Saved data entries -
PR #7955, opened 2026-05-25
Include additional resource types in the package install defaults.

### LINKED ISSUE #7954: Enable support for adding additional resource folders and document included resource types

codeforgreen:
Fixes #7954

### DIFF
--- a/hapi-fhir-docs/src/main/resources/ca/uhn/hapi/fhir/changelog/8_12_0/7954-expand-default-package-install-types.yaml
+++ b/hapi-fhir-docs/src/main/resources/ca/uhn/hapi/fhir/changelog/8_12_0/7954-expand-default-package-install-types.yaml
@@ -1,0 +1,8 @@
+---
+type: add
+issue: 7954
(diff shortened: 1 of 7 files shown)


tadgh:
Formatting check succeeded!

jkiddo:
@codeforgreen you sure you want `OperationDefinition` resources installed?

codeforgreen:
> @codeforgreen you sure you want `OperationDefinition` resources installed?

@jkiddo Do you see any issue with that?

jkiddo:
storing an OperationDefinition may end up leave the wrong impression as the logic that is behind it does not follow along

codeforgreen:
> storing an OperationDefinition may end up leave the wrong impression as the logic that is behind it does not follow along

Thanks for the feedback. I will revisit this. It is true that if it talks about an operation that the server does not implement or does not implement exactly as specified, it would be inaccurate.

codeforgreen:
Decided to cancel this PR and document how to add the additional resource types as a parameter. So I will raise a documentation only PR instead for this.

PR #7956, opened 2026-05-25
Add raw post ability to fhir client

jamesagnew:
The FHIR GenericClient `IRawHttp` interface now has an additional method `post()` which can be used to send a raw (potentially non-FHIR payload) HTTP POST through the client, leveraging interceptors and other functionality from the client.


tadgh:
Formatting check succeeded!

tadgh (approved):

What the exercise asks -
Lines containing the string "logic" are the ones to copy from the entries above.

Expected answer -
storing an OperationDefinition may end up leave the wrong impression as the logic that is behind it does not follow along
> storing an OperationDefinition may end up leave the wrong impression as the logic that is behind it does not follow along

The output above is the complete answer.